Look through the data below and say how many of its lines contain "actually", adding nothing else.

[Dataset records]
☆ ☆ ☆ ☆ ☆
PR #5062, opened 2025-05-01
Add another (layout) path

### LINKED ISSUE #1528: Allow a layout to be selected on additional paths.

jenlampton:


jenlampton:
Replaced by https://github.com/backdrop/backdrop/pull/5063

PR #5066, opened 2025-05-06
Issue #4984 Prevent duplicate locale prefixes

### LINKED ISSUE #4984: Language prefixes are being repeated in Link module fields

Dawnthorn:
The link module calls url() twice on the the same URL. If the site has local enabled and is setup to detect the language with URL prefixes, then it will add the prefix a second time to a path that already has the language prefix. For example, it will rewrite fr/node/16 to fr/fr/node/16. Having the locale module not add the prefix again if it's already there, fixes this.

Fixes: https://github.com/backdrop/backdrop-issues/issues/4984

### DIFF
--- a/core/includes/locale.inc
+++ b/core/includes/locale.inc
@@ -486,7 +486,12 @@ function locale_language_url_rewrite_url(&$path, &$options) {
       case LANGUAGE_NEGOTIATION_URL_PREFIX:
         $prefixes = locale_language_negotiation_url_prefixes();
         if (!empty($prefixes[$options['language']->langcode])) {
-          $options['prefix'] = $prefixes[$options['language']->langcode] . '/';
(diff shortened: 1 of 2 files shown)


wesruv:
I pulled this into the site we were experiencing issues on and it fixed the issue 😄

quicksketch:
Merged into 1.x and 1.31.x Thank you @Dawnthorn!

PR #5068, opened 2025-05-06
Issue #6895: Reset dimensions in dialog when image is removed

### LINKED ISSUE #6895: Inline images - width/height do not get reset when uploading a new image
## Description of the bug

When uploading images via editor dialog, width and height are empty initially. They get populated when re-opening the dialog, though.

This leads to a bug when replacing an existing image by a fresh upload.

## Steps To Reproduce

1. Create a (post) node, insert an image (like from the image library)
2. Click on the image and re-open the dialog
3. Click on the remove button and upload a new image (with different aspect ratio)
4. Insert the image into the editor area

## Actual behavior

The previous image's dimensions stick, which leads to a squeezed/stretched image - the size doesn't fit the actual image.

## Expected behavior

A fresh upload should use the correct image dimensions - the ones from the current image.

## Additional information

Discovered while testing for #2658, but it's unrelated.

- Backdrop CMS version: up until latest dev

indigoxela:
Fixes https://github.com/backdrop/backdrop-issues/issues/6895

### DIFF
--- a/core/modules/filter/js/filter.js
+++ b/core/modules/filter/js/filter.js
@@ -303,6 +303,15 @@ Backdrop.behaviors.editorImageLibrary = {
         var $submit = $form.find('.form-actions input[type=submit]:first');
         $submit.trigger('mousedown').trigger('click').trigger('mouseup');
       });
+
+    // Empty width and height input fields, when an existing file is removed,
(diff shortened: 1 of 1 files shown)


quicksketch:
Merged into 1.x for 1.30.0. Thanks @indigoxela!

PR #5072, opened 2025-05-09
Prevent field instance on entity if machine name clashes with entity_key

### LINKED ISSUE #6900: Pre-existing field with reserved entity machine name re-used on entity type causes fatal error when adding entity
## Description of the bug

Backdrop does a great job of preventing use of field_name machine name for new fields once Paragraphs is installed, whether for paragraph types or for nodes. However, if you've already created a field with machine name of field_name then you are not prevented from re-using that field on a paragraph type.

This was [first raised in the paragraphs issue queue](https://github.com/backdrop-contrib/paragraphs/issues/165) but actually is wider

## Steps To Reproduce

To reproduce the behavior:

1. Start with a site without Paragraphs
2. Add a field to a content type with label of "Name" and allow the field machine name to be saved as field_name
3. Install Paragraphs
4. Create new paragraph type
5. Add the field_name field to the paragraph type
6. Add a paragraphs field to a content type
7. Create a new item of that content type
8. Enter some data (not paragraph) and save
9. Re-edit and add the paragraph
10. Save the node

## Actual behavior
Fatal error:
> TypeError: Cannot access offset of type string on string in _field_invoke() (line 193 of /var/lib/tugboat/backdrop/core/modules/field/field.attach.inc).

Image

## Expected behavior

Node saves, but actually, re-using an existing field with field_name on a paragraph type should be prevented at Step 5

Image
Screenshot from PR change

## Additional information

- Backdrop CMS version: 1.30.2
- PHP version:  n/a

PR: https://github.com/backdrop/backdrop/pull/5072

yorkshire-pudding:
Fixes https://github.com/backdrop/backdrop-issues/issues/6900

### DIFF
--- a/core/modules/field/field.crud.inc
+++ b/core/modules/field/field.crud.inc
@@ -513,16 +513,6 @@ function field_create_instance($instance) {
     throw new FieldException($message);
   }
 
-  // Check to ensure that the field instance does not have a reserved word for
-  // this entity type.
-  $entity_info = entity_get_info($instance['entity_type']);
-  if (in_array($instance['field_name'], $entity_info['entity keys'])) {
-    throw new FieldException(t("You cannot add the existing field with the machine name '@name' to a @type as this machine name is reserved by this entity type", array(
-      '@name' => $instance['field_name'],
-      '@type' => $entity_info['label'],
-    )));
-  }
-
   // Give the instance a default label.
   if (strlen($instance['label']) === 0) {
     $instance['label'] = $instance['field_name'];
@@ -642,6 +632,27 @@ function field_validate_instance($instance, $update = FALSE, $load_field = TRUE)
     // @todo: Check that the widget type is known and can handle the field type.
     // @todo: Check that the formatters are known and can handle the field type.
     // @todo: Check that the display display modes are known for the entity type.
+  }
+
+  // Check to ensure that the field instance does not have a reserved word for
+  // this entity type.
+  $entity_info = entity_get_info($instance['entity_type']);
+  if (in_array($instance['field_name'], $entity_info['entity keys'])) {
+    // If it does, check whether this is new or an update and tailor the
+    // message accordingly.
+    if ($update) {
+      $error_message = t("The machine name '@name' is invalid for a @type as this machine name is reserved by this entity type. You will not be able to save any @type with this field on. Press the back button in your browser and delete this field; create a new field with an alternative machine name.", array(
+        '@name' => $instance['field_name'],
+        '@type' => $entity_info['label'],
+      ));
+    }
+    else {
+      $error_message = t("You cannot add the existing field with the machine name '@name' to a @type as this machine name is reserved by this entity type", array(
+        '@name' => $instance['field_name'],
+        '@type' => $entity_info['label'],
+      ));
+    }
+    throw new FieldException($error_message);
   }
 }
 
--- a/core/modules/field/field.crud.inc
+++ b/core/modules/field/field.crud.inc
@@ -640,10 +640,10 @@ function field_validate_instance($instance, $update = FALSE, $load_field = TRUE)
         '@type' => $entity_info['label'],
       );
       if ($update) {
-        $error_message = t("The machine name '@name' is invalid for a @type as this machine name is reserved by this entity type. You will not be able to save any @type with this field on. You should delete this field and create a new field with an alternative machine name", $error_message_placeholders);
+        $error_message = t("The machine name '@name' is invalid for entity type @type as this machine name is reserved by this entity type. You will not be able to save any @type with this field on. You should delete this field and create a new field with a different machine name", $error_message_placeholders);
       }
       else {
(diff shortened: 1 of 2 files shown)


core/modules/field/field.crud.inc
```diff
@@ -513,6 +513,16 @@ function field_create_instance($instance) {
     throw new FieldException($message);
   }
 
+  // Check to ensure that the field instance does not have a reserved word for
+  // this entity type.
+  $entity_info = entity_get_info($instance['entity_type']);
```
argiepiano: I'm wondering if this check should instead be done in `field_validate_instance()`, to keep the same pattern as in the creation of new fields (a similar check is performed in `field_validate_field()`).

yorkshire-pudding: Thanks for looking @argiepiano.  I have updated to this suggestion and updated the error messages depending on whether it is a new instance for the entity type/bundle or an update to an existing.

For existing, it goes to a full page error, but I don't know if there is any other way

image

This throws quite a few test errors so I'll take a further look.

PHP 7.4
```
Detailed test results
---------------------

---- Taxonomy: Taxonomy vocabularies (TaxonomyVocabularyUnitTest) ----

Status    Group      Filename          Line    Function                            
------------------------------------------------------------------------------------------------------------------------
Fail      Completion taxonomy.test     384     testUninstallReinstall()                                                
    The test did not complete due to a fatal error.
Exception Warning    field.crud.inc    640                                                                             
    Trying to access array offset on null
Error: Process completed with exit code 1.
```

PHP 8.4
```
Detailed test results
---------------------

---- Module: Module uninstallation (ModuleUninstallTestCase) ----

Status    Group      Filename          Line    Function                            
------------------------------------------------------------------------------------------------------------------------
Exception Warning    field.crud.inc    640                                                                             
    Trying to access array offset on null
Exception TypeError  field.crud.inc    640                                                                             
    in_array(): Argument #2 ($haystack) must be of type array, null given

---- Module: Module API (ModuleUnitTest) ----

Status    Group      Filename          Line    Function                            
------------------------------------------------------------------------------------------------------------------------
Fail      Completion module.test       139     testDependencyResolution()                                              
    The test did not complete due to a fatal error.
Exception Warning    field.crud.inc    640                                                                             
    Trying to access array offset on null
Error: Process completed with exit code 1.
```

yorkshire-pudding: OK. By changing the update one to a `backdrop_set_message()` of type `error` it avoids the full screen error which is also breaking tests.

core/modules/field/field.crud.inc
```diff
@@ -629,6 +629,26 @@ function field_validate_instance($instance, $update = FALSE, $load_field = TRUE)
...
+      // message accordingly.
+      $error_message_placeholders = array(
+        '@name' => $instance['field_name'],
+        '@type' => $entity_info['label'],
+      );
+      if ($update) {
+        $error_message = t("The machine name '@name' is invalid for a @type as this machine name is reserved by this entity type. You will not be able to save any @type with this field on. You should delete this field and create a new field with an alternative machine name", $error_message_placeholders);
+      }
+      else {
+        $error_message = t("You cannot add the existing field with the machine name '@name' to a @type as this machine name is reserved by this entity type", $error_message_placeholders);
```
argiepiano: I'm wondering if we could use a similar message construction as the one thrown in a similar situation by `field_validate_field()` line 300. My suggestion:

```suggestion
        $error_message = t("You cannot add the existing field with the machine name '@name' to entity type @type as this machine name is reserved by this entity type", $error_message_placeholders);
```

core/modules/field/field.crud.inc
```diff
@@ -629,6 +629,26 @@ function field_validate_instance($instance, $update = FALSE, $load_field = TRUE)
...
+    $entity_info = entity_get_info($instance['entity_type']);
+    if (in_array($instance['field_name'], $entity_info['entity keys'])) {
+      // If it does, check whether this is new or an update and tailor the
+      // message accordingly.
+      $error_message_placeholders = array(
+        '@name' => $instance['field_name'],
+        '@type' => $entity_info['label'],
+      );
+      if ($update) {
+        $error_message = t("The machine name '@name' is invalid for a @type as this machine name is reserved by this entity type. You will not be able to save any @type with this field on. You should delete this field and create a new field with an alternative machine name", $error_message_placeholders);
```
argiepiano: I suggest following a similar message construction as `field_validate_field()` line 300.  Also do we really know that "You will not be able to save any @type with this field on"?

```suggestion
        $error_message = t("The machine name '@name' is invalid for entity type @type as this machine name is reserved by this entity type. You will not be able to save any @type with this field on. You should delete this field and create a new field with a different machine name", $error_message_placeholders);
```

yorkshire-pudding: > Also do we really know that "You will not be able to save any @type with this field on"?

It was this error that was the problem for me. I haven't tested elsewhere but I see no reason why it wouldn't be the same; it didn't look as though Paragraphs was doing anything unique here.

quicksketch:
Merged into 1.x and 1.31.x. Thank you @yorkshire-pudding and @argiepiano!

PR #5257, opened 2026-04-30
Issue #7112: Fixes unconstrained join in comment module.

### LINKED ISSUE #7112: comment_update_1009() unconstrained JOIN may crash database when running update.php
## Description of the bug

A query introduced in the latest security release lacks a join condition (ON clause) between the {comment} and {node} tables. This results in a Cartesian Product (Cross Join), causing the database to attempt to process Rows (comment) X Rows (node) results. For sites with significant content, this causes database timeouts and prevents the update from completing.

Because this is a security release, the bug is particularly dangerous as it forces users to choose between a vulnerable site or a crashed/un-updatable site.

## Existing Code

```
/**
 * Enable comments on types with existing comments for backwards-compatibility.
 */
function comment_update_1009() {
  // Comments can now be disabled per type, but prior to Backdrop 1.33.0,
  // they were always enabled on all types.
  $count = 0;
  foreach (config_get_names_with_prefix('node.type.') as $config_name) {
    $config = config($config_name);
    $node_type = $config->get('type');
    $default_setting = $config->get('settings.comment_default');
    $comment_count = (int) db_query('SELECT COUNT(*) FROM {comment} c INNER JOIN {node} n WHERE n.type = :type', array(':type' => $node_type))->fetchField();
    // Constant avoided if the module is not loaded, COMMENT_NODE_OPEN == 2.
    if ($default_setting == 2 || $comment_count > 0) {
      $config->set('settings.comment_enabled', TRUE);
      $config->save();
      $count++;
    }
  }

  if ($count) {
    return format_plural($count, 'Comments enabled on @count content type.', 'Comments enabled on @count content types.');
  }
}
```

## Problematic Query

**File:** core/modules/comment/comment.install
**Function:** comment_update_1009()
**Line:** 532

` $comment_count = (int) db_query('SELECT COUNT(*) FROM {comment} c INNER JOIN {node} n WHERE n.type = :type', array(':type' => $node_type))->fetchField();`

## Technical Impact
**Mathematical Scaling:** On a site with 10,000 comments and 5,000 nodes, MySQL attempts to generate 50,000,000 rows before filtering.

**Resource Exhaustion:** This leads to CPU spikes, memory exhaustion (OOM), and MySQL server has gone away errors.

**Update Failure:** Because this occurs during the update process (or on a critical admin path), sites with large datasets are effectively blocked from applying this security release

## Proposed Solution

Add the missing join condition to the INNER JOIN to leverage the table indexes:

`$comment_count = (int) db_query('SELECT COUNT(*) FROM {comment} c INNER JOIN {node} n ON c.nid = n.nid WHERE n.type = :type', array(':type' => $node_type))->fetchField();`

--

## Additional information

- Backdrop CMS version: 1.32.1

rbargerhuff:
Fixes https://github.com/backdrop/backdrop-issues/issues/7112

### DIFF
--- a/core/modules/comment/comment.install
+++ b/core/modules/comment/comment.install
@@ -517,7 +517,6 @@ function comment_update_1008() {
   }
 }
 
-
 /**
  * Enable comments on types with existing comments for backwards-compatibility.
  */
@@ -529,7 +528,7 @@ function comment_update_1009() {
     $config = config($config_name);
     $node_type = $config->get('type');
     $default_setting = $config->get('settings.comment_default');
-    $comment_count = (int) db_query('SELECT COUNT(*) FROM {comment} c INNER JOIN {node} n WHERE n.type = :type', array(':type' => $node_type))->fetchField();
+    $comment_count = (int) db_query('SELECT COUNT(*) FROM {comment} c INNER JOIN {node} n ON c.nid = n.nid WHERE n.type = :type', array(':type' => $node_type))->fetchField();
     // Constant avoided if the module is not loaded, COMMENT_NODE_OPEN == 2.
     if ($default_setting == 2 || $comment_count > 0) {
       $config->set('settings.comment_enabled', TRUE);


quicksketch:
Merged into 1.x and 1.33.x. Thanks @rbargerhuff!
☆ ☆ ☆ ☆ ☆
Written reply:
2